The tangent addition formula is a crucial tool in trigonometry that helps simplify expressions involving the tangent of sums of angles. It plays a vital role in solving trigonometric identities and simplifying complex trigonometric expressions.

The formula is:

• \(\tan(A + B) = \frac{\tan(A) + \tan(B)}{1 - \tan(A)\tan(B)}\)

This formula is very useful when you need to express the tangent of a sum of two angles in terms of the tangents of the individual angles.

In the given exercise, we applied the tangent addition formula during the simplification process. The problem required us to combine the tangents of two angles (2x and x) into a single expression \(\tan(3x)\). This helped transform and subsequently verify the identity provided in the exercise. Understanding and effectively using this formula can make handling such problems much more straightforward.

Trigonometric simplification involves reducing complex trigonometric expressions into simpler ones using known identities and algebraic techniques. Simplifying these expressions can make them easier to analyze and solve.

In this exercise, the task was to equate the left-hand side (LHS) expression, involving sine and cosine terms, to a tangent expression on the right-hand side (RHS), using various simplification techniques. Initially, the terms \(\sin(2x)\) and \(\cos(4x)\) were expressed using tangent identities. This was an important step to match the RHS, which is in terms of \(\tan(3x)\).

The process continued with combining fractions and rearranging terms. During this process, recognizing patterns resembling known trigonometric formulas, such as the tangent addition formula, was essential. Such simplification allows one to verify identities by proving the equivalence of both sides. This systematic simplification not only aids in solving specific problems but also strengthens the understanding of trigonometric relationships.

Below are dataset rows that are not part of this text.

PR #1456, opened 2023-01-26
Expansion panel not closing

### LINKED ISSUE #1453: Expansion panel content.height
### Description of the Bug

I have a MDExpansionPanel in my app. On the very first click to expand the panel, the expansion panel grossly over extends the height. Closing the panel then re opening it the second time and it displays as i would expect it to.

Unfortunately i have tried to make a minimal code of the issue with no success. So this bug report is perhaps something to keep in the back of the mind in case it sparks a thought in the future.

**What i've noticed the cause is **
In expansionpanel.py and in the def open_panel() method there is a animation that uses content.height
for me the self.content.height is way larger than the desired figure on the second opening 
```
print(f"Open panel method, animation height -> \n content.height = {self.content.height} \n self.height = {self.height}")
anim = Animation(
            height=self.content.height + self.height,
            d=self.opening_time,
            t=self.opening_transition,
        )
        anim.bind(on_complete=self._add_content)
        anim.bind(on_complete=self._disable_anim)
```
When i add a print statement above that animation, i notice that on first click of the panel my self.content.height is 1690
On second click (when it displays correctly) the self.content.height is 560.
```
#first opening
Open panel method, animation height -> 
 content.height = 1690.0 
self.height = 56.0

# Second opening
Open panel method, animation height -> 
 content.height = 560 
self.height = 56.0

```
My panel Content is made up of a MDCard and around 6 MDLabels, but as i say i can't replicate it in minimal code just yet so i'm documenting it for reference  

### Versions

* OS: 
* Python: 
* Kivy: 
* KivyMD:

LazzaAU:

As documented by #1453 the expansion panel would not close using the close_panel method

### Description of Changes

There are required steps in ```check_open_panel``` method such as removal of the widget that doesn't get called in the ```on_close``` method. So i have refactored the ```on_close``` method to ```on_close_animation``` then made a new  ```on_close``` method that points directly to ```check_open_panel``` which is the existing method that prepares the expansion panel for opening and closing.

I'm not certain there is a need for the existing ```press_current_panel``` boolean, as i'm not sure when a user would choose to make that "False" ? however i've left it in there as its existing code  

If this PR is acceptable it will close #1453 

PS: Looks like my pycharm has formatted some other lines, hence the 54 additions :)

### DIFF
--- a/.idea/KivyMD.iml
+++ b/.idea/KivyMD.iml
@@ -2,6 +2,7 @@
 <module type="PYTHON_MODULE" version="4">
   <component name="NewModuleRootManager">
     <content url="file://$MODULE_DIR$">
+      <sourceFolder url="file://$MODULE_DIR$" isTestSource="false" />
       <excludeFolder url="file://$MODULE_DIR$/venv" />
     </content>
     <orderEntry type="inheritedJdk" />
--- a/kivymd/uix/button/button.py
+++ b/kivymd/uix/button/button.py
@@ -2211,11 +2211,6 @@ class MDFloatingActionButtonSpeedDial(
         def set_pos_root_button(*args):
             if self.anchor == "right":
                 instance_floating_root_button.y = dp(20)
-                self.startupcheck = False
-                print(f"Lazza - speedDial Button parent width is {self.parent.width} is it less than 130 ?")
-                if not self.startupcheck and self.parent.width < 130:
-                    self.parent.width = 430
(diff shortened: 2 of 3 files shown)


HeaTTheatR:
I think this is not a very good solution that cannot be merged with the main branch of the KivyMD library.

LazzaAU:
No worries :)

Trigonometric transformation involves changing the form of a trigonometric expression using identities to make it easier to solve or verify certain expressions. This is particularly helpful when trying to prove or simplify trigonometric identities.

In the example provided, a trigonometric transformation was performed by converting sine and cosine expressions into terms of tangent. This was accomplished using identities like:

• \(\sin(x) = \frac{2\tan(x)}{1 + \tan^2(x)}\)
• \(\cos(x) = \frac{1 - \tan^2(x)}{1 + \tan^2(x)}\)

Once transformed, these expressions were manipulated in a way that allows the use of the tangent addition formula to showcase the equality of both sides.

Such transformations are crucial, as they allow for expressing everything uniformly (here, in terms of tangent), simplifying the process of verifying the given identity. Mastering these transformations can make complex trigonometric problems much more approachable and are a staple in higher mathematical problem-solving.